EX18 FY19 FY20 FY21 FY22E
income statement
Net interest income 41 44 45 61 75
Allowance for loan losses 1 1 6 1 3
Non-interest income 9 11 11 16 17
Non-interest charges 30 33 32 36 40
Net income – Common Sh. 14 16 13 29 35
BPA – Diluted ($) 0.89 1.03 0.85 1.88 2.28

Source: SEC filings, earnings releases, author’s estimates

(In millions of dollars, unless otherwise indicated)

Actual earnings may differ materially from estimates due to the risks and uncertainties associated with inflation and, therefore, the timing and magnitude of interest rate increases. Also, the threat of a recession may increase the provisioning of expected loan losses beyond my expectations. The new Omicron sub-variant should also be watched.

Adopt a shopping note

OP Bancorp offers a dividend yield of 3.8% at the current quarterly dividend rate of $0.10 per share. Earnings and dividend estimates suggest a payout ratio of 17.6% for 2022, which is close to the three-year average of 23.0%. Therefore, I do not expect an increase in the level of dividends.

I use historical price/accounting tangible (“P/TB”) and price/earnings (“P/E”) multiples to value OP Bancorp. The stock has traded at an average P/TB ratio of 0.94 in the past, as shown below.

FY19 FY20 FY21 Medium
T. Book value per share ($) 8.8 9.4 10.9
Average market price ($) 9.5 7.2 10.5
Historical P/TB 1.08x 0.77x 0.96x 0.94x
Source: Company Financials, Yahoo Finance, Author’s Estimates

Multiplying the average P/TB multiple by the expected tangible book value per share of $12.3 yields a target price of $11.6 for the end of 2022. This price target implies an upside of 9.7% compared to the closing price on July 15. The following table shows the sensitivity of the target price to the P/TB ratio.

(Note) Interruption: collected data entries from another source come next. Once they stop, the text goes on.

PR #3670, opened 2023-02-03
Add all the elements from Z=87 (Fr) to Z=100 (Fm) to the ionization table

lucafedeli88:
This PR is a follow up of https://github.com/ECP-WarpX/WarpX/pull/3666 . Now all the elements up to Z=100 are in the ionization table. I've also updated the documentation accordingly.
Supporting higher Z elements is problematic because some entries have missing rows in the NIST database. However, I doubt that a WarpX user will ever need to simulate the ionization of a target with Z>100 !


dpgrote (approved):
Thanks! I agree that 100 is a good place to stop.

n01r:
If we ever wanted to extend this we could fill the missing entries with model-calculated values and then document the used model.

n01r (approved):

ax3l (approved):

Issue #1916, opened 2021-04-27
Naming Convention for Particle Momenta and Proper Velocities


EZoni:
As discussed offline, we would like to have more consistency in the naming conventions for the variables that represent the particle momenta and proper velocities in the code.

For instance, we have:

1. `<species_name>.ux` for particles with constant momentum profile, where `ux` represents the normalized (non-dimensional) momentum `ux = px/(mc)`:
https://github.com/ECP-WarpX/WarpX/blob/5035351505823a0f2ba4070434453746064589cc/Source/Initialization/PlasmaInjector.cpp#L421-L430

2. the particle attribute accessed via `PIdx::ux`, where `ux` represents the proper velocity `ux = px/m`:
https://github.com/ECP-WarpX/WarpX/blob/5035351505823a0f2ba4070434453746064589cc/Source/Particles/WarpXParticleContainer.H#L33-L43

</br>

Observations, comments and suggestions so far:
1. historically, the name `ux` used to represent proper velocities in Warp (and that's still the case);

2. shall we change the name of the normalized momentum accessed by users in the input file?
Possible choices to replace `<species_name>.ux`:
   - `<species_name>.gamma_beta_x`
   - `<species_name>.px_mc`

3. shall we change the name of the proper velocity attribute accessed internally via `PIdx::ux`?
Possible choices to replace `PIdx::ux`:
   - `PIdx::gammavx`
   - `PIdx::gamma_vx`
   - `PIdx::px_m`

4. shall we use particle momenta directly in the equations themselves, without switching to proper velocities?

In general, about points 2. and 3. I personally like `px_mc` to denote the normalized momentum `px/(mc)` and `px_m` to denote the proper velocity `px/m`. They seem both short and self-explanatory. However, I understand the concern of impacting all users by changing the name in point 2.

Please feel free to add further suggestions and/or give your opinions on points 2., 3., 4. above.

PR #3672, opened 2023-02-03
Renamed "particle_vel" to "particle_mom"

titoiride:
In the input file, when initializing particles either using the `SingleParticle` or the `MultipleParticles` injection methods,
the parameter used to define the initial particle momentum is called `single_particle_vel` and `multiple_particle_vel_<direction>` respectively.
In this PR we change the naming from `vel` to `mom` since the parameters represent normalized momentum, in order to avoid confusion and specify the particle relativistic beta instead


dpgrote:
This is a good change to make, though "mom" is still not quite right since it could cause confusion (about whether or not it includes the mass). The most precise would be "single_particle_gammabeta". Alternatively, this could be "single_particle_u" or "single_particle_uxyz", since WarpX does use the notation that "u" represents "gamma*beta". This latter would be consist with other input parameter names. It would also be "multiple_particle_ux" etc.

titoiride:
Thanks for the comment, I totally agree. I think using the `u` would be a perfect choice because as you mentioned it's consistent with the other parameters.
PR related question: how should I fix the PR? Are you fine with multiple commits or should I rebase it and clean it?

dpgrote:
How you update the PR won't matter much since all of the commits will be squashed into a single commit anyway when it is merged.

ax3l:
Thanks, great change!

Explicit naming is a great suggestion, I think _betagamma_ is a bit more common than _gammabeta_ but leave that up to you.

Please do not forget to update the documentation
https://warpx.readthedocs.io/en/latest/usage/parameters.html
which is in the file
`Docs/source/usage/parameters.rst`
with this PR.

Please add guidance for users in `WarpX::BackwardCompatibility` on the changed name :)
https://github.com/ECP-WarpX/WarpX/blob/a6a466b0362a60a74f095ce50a1e2d5ed22cdd3a/Source/WarpX.cpp#L1446-L1448

titoiride:
In the end I chose `single_particle_u` and `multiple_particles_u<x,y,z>` for the initialization. Betagamma is common, but it was not consistent with the other initialization parameters that all used u.
A question regarding the `WarpX::BackwardCompatibility` guidance: how can I parse from the input file the species name at that level? I saw that in `PlasmaInjector.cpp` the species name is passed to the constructor, but I'm not sure where I can find the knowledge about the species_names within `WarpX.cpp`.
Should I issue a re-parse of the line `particles.species_names` of the input file within the `BackwardCompatibility()` function?

EZoni:
Just linking an old issue which is partially related: https://github.com/ECP-WarpX/WarpX/issues/1916

ax3l:
> A question regarding the WarpX::BackwardCompatibility guidance: how can I parse from the input file the species name at that level? I saw that in PlasmaInjector.cpp the species name is passed to the constructor, but I'm not sure where I can find the knowledge about the species_names within WarpX.cpp.
Should I issue a re-parse of the line particles.species_names of the input file within the BackwardCompatibility() function?

Yes, you just iterate the species and warn if any of them uses the old parameter - please include the new name in the warning message.

Iterating the species names is cheap: this is all cached after first read.

.gitignore
```diff
@@ -56,6 +56,11 @@ cmake-build-*/
 .kdev?/
 *.kdev?
 
+##########
+# VsCode #
+##########
+.vscode
+
```
dpgrote: This change is ok here, but would be better in a separate PR since it isn't related to the main changes.

Python/pywarpx/picmi.py
```diff
@@ -450,9 +450,9 @@ def initialize_inputs(self, species_number, layout, species, density_scale):
         species.multiple_particles_pos_x = self.x
         species.multiple_particles_pos_y = self.y
         species.multiple_particles_pos_z = self.z
-        species.multiple_particles_vel_x = np.array(self.ux)/constants.c
-        species.multiple_particles_vel_y = np.array(self.uy)/constants.c
-        species.multiple_particles_vel_z = np.array(self.uz)/constants.c
+        species.multiplt_particle_ux = np.array(self.ux)/constants.c
```
dpgrote: I notice a typo here - this should be "multiple_particle_ux", not "multiplt_particle_ux". I see the same typo every place this substitution is made.

.gitignore
titoiride: I can revert it and propose a new small PR for it, no problem for me.

Python/pywarpx/picmi.py
titoiride: Thanks for checking 😓

Source/WarpX.cpp
```diff
@@ -1627,6 +1627,25 @@ WarpX::BackwardCompatibility ()
...
+    pp_particles.queryarr("species_names", backward_sp_names);
+    for(std::string speciesiter : backward_sp_names){
+        ParmParse pp_species(speciesiter);
+        std::vector<amrex::Real> backward_vel;
+
+        WARPX_ALWAYS_ASSERT_WITH_MESSAGE(
+            !pp_species.queryarr("multiple_particles_vel_x", backward_vel) &&
+            !pp_species.queryarr("multiple_particles_vel_y", backward_vel) &&
+            !pp_species.queryarr("multiple_particles_vel_z", backward_vel),
+            "multiple_particles_vel_<x,y,z> are not supported anymore. "
```
ax3l: These messages are great!

Please also include the species name `speciesiter` in the text? That way users can find it quicker in their input.

Something like:
```
electrons.multiple_particles_vel_<x,y,z> are not supported anymore. ...
```

titoiride: Thanks, good suggestion, I implemented it.

ax3l (approved):
Thanks a lot! :)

Multiple P/TB 0.74x 0.84x 0.94x 1.04x 1.14x
TBVPS – Dec 2022 ($) 12.3 12.3 12.3 12.3 12.3
Target price ($) 9.1 10.3 11.6 12.8 14.0
Market price ($) 10.6 10.6 10.6 10.6 10.6
Up/(down) (13.7)% (2.0)% 9.7% 21.4% 33.1%
Source: Author’s estimates

The stock has traded at an average P/E ratio of around 7.8x in the past, as shown below.

FY19 FY20 FY21 Medium
Earnings per share ($) 1.03 0.85 1.88
Average market price ($) 9.5 7.2 10.5
Historical PER 9.3x 8.5x 5.6x 7.8x
Source: Company Financials, Yahoo Finance, Author’s Estimates

Multiplying the average P/E multiple with the expected earnings per share of $2.28 yields a price target of $17.8 for the end of 2022. This price target implies a 68.4% upside from at the closing price on July 15. The following table shows the sensitivity of the target price to the P/E ratio.

Multiple P/E 5.8x 6.8x 7.8x 8.8x 9.8x
EPS 2022 ($) 2.28 2.28 2.28 2.28 2.28
Target price ($) 13.2 15.5 17.8 20.0 22.3
Market price ($) 10.6 10.6 10.6 10.6 10.6
Up/(down) 25.2% 46.8% 68.4% 90.0% 111.6%
Source: Author’s estimates

An equal weighting of the target prices from the two valuation methods gives a target price of $14.7, implying a 39.1% upside from the current market price. Adding the forward dividend yield gives an expected total return of 42.9%. Therefore, I adopt a buy rating on OP Bancorp.